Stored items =
PR #2718, opened 2026-08-25
test(protomotions): cover the raw-motion resample onto the control rate

cagataycali:
## Problem

`MotionPlayer` accepts a raw ProtoMotions `.pt` as a first-class source and
resamples it onto the tracker's control rate. None of that path was exercised.

The existing `.pt` coverage (`tests/policies/protomotions/test_motion_file_loading.py`)
writes a **cache-shaped** payload, which returns from `_load_file` at
`if "control_dt" in data and "body_rot" in data` - before the resampler is
reached. So both raw layouts, the rate conversion, the rotation interpolation
and the unrecognised-layout refusal had no test at all:

```
strands_robots/policies/protomotions/motion_utils.py   169 stmts   61 missing   64%
missing: 147-153, 243, 333, 400, 404-466
```

That is `_resample_raw` in full (404-466), the `_calc_frame_blend` body it is
the only caller of (147-153), the call site (400), and the two construction
refusals a caller reaches before any frame is served (243, 333).

The resample decides which source instants the ONNX tracker ever sees, so a
fault there is not slower or coarser playback - it is a different motion. A
mis-derived frame count truncates the clip (and `get_state_at_frame` clamps to
that count, so the tail is silently unreachable rather than reported); a packed
library slices one entry out of a concatenated buffer by `length_starts`, so an
offset off by one entry plays *another clip* under the requested index; and the
six state channels are cut with that one offset, so a channel that drifted from
the others would pair one clip's joints with another's bodies.

## Change

One new test file, no production change:
`tests/policies/protomotions/test_raw_motion_is_resampled_to_the_control_rate.py`
(13 tests, 5 classes).

Every fixture row is keyed to its **global** source frame index (`body_pos[i]`
carries `x = i`, `body_ang_vel[i]` carries `z = i`, ...), so an assertion names
the source row a resampled frame came from instead of checking that it looks
plausible. The source rate is 10 Hz and the control rates are exact multiples of
it, so a resampled frame either lands on a source instant (and must equal that
row exactly) or at a known fraction between two (and must equal their blend
exactly) - no tolerance is needed for the five linearly interpolated channels.

Rotations are the one channel interpolated on the sphere, and the two plausible
degradations of that are pinned by measurement rather than by reading the source:

| rotation blend | unit norm | per-step angle over a 4x upsample |
| --- | --- | --- |
| `slerp` (shipped) | `1.0` | `22.5 deg` uniform (spread `1e-4 deg`) |
| `lerp` (as the other five channels use) | `0.9239` | - |
| `nlerp` (normalised `lerp`) | `1.0` | `21.598 / 23.402 deg` alternating |

So the unit-norm assertion catches the copy-paste degradation to `lerp`, and the
constant-rate assertion (held to `0.05 deg`) catches the subtler `nlerp` one - a
reference motion that speeds up and slows down inside every source interval.

## Coverage

Measured over the full suite (38403 tests), then the same coverage data unioned
with the new file (`--cov-append`, so the number is exact rather than projected):

| | statements | missing | coverage |
| --- | --- | --- | --- |
| `motion_utils.py` before | 169 | 61 | 64% |
| `motion_utils.py` after | 169 | **0** | **100%** |
| repo total before | 45830 | 2056 | 96% |
| repo total after | 45830 | 1995 | 96% |

13 tests close all 61 statements.

## Verification

Each test earns its place - 9 mutations of the resampler, each reverted after
measuring. Control clean, all 8 faults detected, 8 distinct firing sets:

| mutation | result | tests fired |
| --- | --- | --- |
| control (no mutation) | 13 passed | 0 |
| rotations blended with `lerp`, not `slerp` | 2 failed | 2 |
| rotations blended with `nlerp` | 1 failed | 1 |
| library entry offset ignored (always entry 0) | 5 failed | 5 |
| one channel sliced from the buffer head | 3 failed | 3 |
| frame count drops the endpoint (`+1`) | 6 failed | 6 |
| single-motion rate hardcoded to 30 fps | 2 failed | 2 |
| unrecognised layout no longer refused | 1 failed | 1 |
| no interpolation between source frames (`f1 == f0`) | 6 failed | 6 |

The `lerp` row fires a superset of the `nlerp` row, which is the constant-rate
assertion being the strictly stronger of the two. The resampler was restored
byte-identical afterwards.

Local gate:

- `ruff check` / `ruff format --check` over `strands_robots tests tests_integ`:
  clean, 1538 files formatted.
- `mypy strands_robots tests tests_integ`: 24 errors on this branch and 24 on a
  pristine `main` worktree, normalised message sets byte-identical in both
  directions, 0 in the new file.
- Paired run of 130 files (the whole `tests/policies/protomotions/` directory
  plus every test that walks the source tree, reads docstrings or reads
  `changelog.d/`), identical selection on both trees with the new file excluded
  from each: **4671 collected, 4617 passed, 54 skipped, 0 failed on both**.
- The new file: 13 passed.
- Without real torch (`torch` shimmed to raise `ImportError`, so the suite's
  numpy stand-in installs): **2 passed, 11 skipped**. The 11 `.pt` cases carry
  the skip marker and the two source-level refusals do not, so the file still
  contributes on an install without torch instead of erroring. `torch` is
  reached only inside the `.pt` writer, never at module scope.

No visual artifact: this adds tests only and changes no policy, simulation,
rendering, recording or asset behaviour. The measured tables above are the
evidence.

### DIFF
--- a/changelog.d/2718-protomotions-raw-motion-resample-tests.md
+++ b/changelog.d/2718-protomotions-raw-motion-resample-tests.md
@@ -1,0 +1,27 @@
+### Tests: the raw-motion resample onto the control rate is covered
+
+`MotionPlayer` takes a raw ProtoMotions `.pt` as a first-class source and
+resamples it onto the tracker's control rate, and that whole path was
+unexercised (#2718). The existing `.pt` coverage writes a *cache-shaped*
+payload, which returns from the loader before the resampler runs, so both raw
+layouts - a packed library sliced out of a concatenated buffer by
+`length_starts`, and a single motion declaring its own `fps` - the rate
+conversion, the rotation interpolation and the unrecognised-layout refusal had
+no test.
+
+`tests/policies/protomotions/test_raw_motion_is_resampled_to_the_control_rate.py`
+keys every fixture row to its global source frame index, so an assertion names
+the source row a resampled frame came from rather than checking that it looks
+plausible. The source rate is 10 Hz and the control rates are exact multiples of
+it, so each resampled frame either lands on a source instant (and equals that
+row exactly) or at a known fraction between two (and equals their blend
+exactly), which needs no tolerance for the five linearly interpolated channels.
+Rotations are held to the two properties that separate spherical interpolation
+from the alternatives by measurement: unit length (a blend taken on the line
+measures `0.9239` for the fixture's 90-degrees-apart neighbours) and a constant
+angular rate (a normalised line blend alternates `21.598 deg` / `23.402 deg`
+against a uniform `22.5 deg`).
+
+This takes `strands_robots/policies/protomotions/motion_utils.py` from 64% to
+100% statement coverage - 61 uncovered statements to 0 - with no production
+change.
--- a/tests/policies/protomotions/test_raw_motion_is_resampled_to_the_control_rate.py
+++ b/tests/policies/protomotions/test_raw_motion_is_resampled_to_the_control_rate.py
@@ -1,0 +1,345 @@
+# Copyright Amazon.com, Inc. or its affiliates. All Rights Reserved.
+# SPDX-License-Identifier: Apache-2.0
+"""A raw ProtoMotions motion is resampled onto the tracker's own control rate.
+
+:class:`~strands_robots.policies.protomotions.motion_utils.MotionPlayer` accepts
+two kinds of source: a cache dict that is *already* at the control rate, and a
+raw ProtoMotions ``.pt``, which is at whatever rate it was captured at (30 Hz,
+120 Hz, per-entry inside a library) and has to be resampled. The resample is the
+only thing that decides which source instants the ONNX tracker ever sees, so
+getting it wrong is not slower or coarser playback - it is a different motion:
+
+* a mis-derived frame count truncates the clip or invents frames past its end,
+  and :meth:`MotionPlayer.get_state_at_frame` clamps to that count, so the tail
+  is silently unreachable rather than reported;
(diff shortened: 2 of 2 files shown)


yinsong1986 (approved):
## Summary

Test-only PR: one new file, `tests/policies/protomotions/test_raw_motion_is_resampled_to_the_control_rate.py` (13 tests, 5 classes), plus its `changelog.d/` fragment. It covers the previously unexercised raw-`.pt` path of `MotionPlayer` - both raw layouts (packed library sliced by `length_starts`, single motion declaring `fps`), the rate conversion, the slerp rotation blend, and the three construction refusals. I cross-checked the test's independently derived `_expected_frames` against the shipped formula in `_resample_raw` (they agree), and the refusal-message assertions against the actual `ValueError`/`TypeError`/`KeyError` strings in `motion_utils.py` (all match verbatim). No production change, so no behavioural or one-way-door surface to evaluate.

## What's good

- Fixture rows are keyed to their global source frame index, so a wrong `length_starts` offset or a channel-slice drift fails by naming the wrong source row rather than by a plausibility tolerance.
- The two rotation-degradation assertions (unit norm vs `lerp`, constant angular rate vs `nlerp`) are pinned by measurement, and the PR description records a per-mutation kill matrix with distinct firing sets.
- Conventions followed: behaviour-describing test names, ASCII-only, no host paths, `changelog.d/2718-*.md` fragment instead of a direct `CHANGELOG.md` edit, torch imported lazily inside the `.pt` writer behind a `real_torch_installed()` skip so the two source-level refusal tests still run on a torch-less install.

Problem requirements =
Copy the records above exactly, beginning at the line that contains "Rotations are the" and stopping after the line that contains "byte-identical in both".

Finished task =
Rotations are the one channel interpolated on the sphere, and the two plausible
degradations of that are pinned by measurement rather than by reading the source:

| rotation blend | unit norm | per-step angle over a 4x upsample |
| --- | --- | --- |
| `slerp` (shipped) | `1.0` | `22.5 deg` uniform (spread `1e-4 deg`) |
| `lerp` (as the other five channels use) | `0.9239` | - |
| `nlerp` (normalised `lerp`) | `1.0` | `21.598 / 23.402 deg` alternating |

So the unit-norm assertion catches the copy-paste degradation to `lerp`, and the
constant-rate assertion (held to `0.05 deg`) catches the subtler `nlerp` one - a
reference motion that speeds up and slows down inside every source interval.

## Coverage

Measured over the full suite (38403 tests), then the same coverage data unioned
with the new file (`--cov-append`, so the number is exact rather than projected):

| | statements | missing | coverage |
| --- | --- | --- | --- |
| `motion_utils.py` before | 169 | 61 | 64% |
| `motion_utils.py` after | 169 | **0** | **100%** |
| repo total before | 45830 | 2056 | 96% |
| repo total after | 45830 | 1995 | 96% |

13 tests close all 61 statements.

## Verification

Each test earns its place - 9 mutations of the resampler, each reverted after
measuring. Control clean, all 8 faults detected, 8 distinct firing sets:

| mutation | result | tests fired |
| --- | --- | --- |
| control (no mutation) | 13 passed | 0 |
| rotations blended with `lerp`, not `slerp` | 2 failed | 2 |
| rotations blended with `nlerp` | 1 failed | 1 |
| library entry offset ignored (always entry 0) | 5 failed | 5 |
| one channel sliced from the buffer head | 3 failed | 3 |
| frame count drops the endpoint (`+1`) | 6 failed | 6 |
| single-motion rate hardcoded to 30 fps | 2 failed | 2 |
| unrecognised layout no longer refused | 1 failed | 1 |
| no interpolation between source frames (`f1 == f0`) | 6 failed | 6 |

The `lerp` row fires a superset of the `nlerp` row, which is the constant-rate
assertion being the strictly stronger of the two. The resampler was restored
byte-identical afterwards.

Local gate:

- `ruff check` / `ruff format --check` over `strands_robots tests tests_integ`:
  clean, 1538 files formatted.
- `mypy strands_robots tests tests_integ`: 24 errors on this branch and 24 on a
  pristine `main` worktree, normalised message sets byte-identical in both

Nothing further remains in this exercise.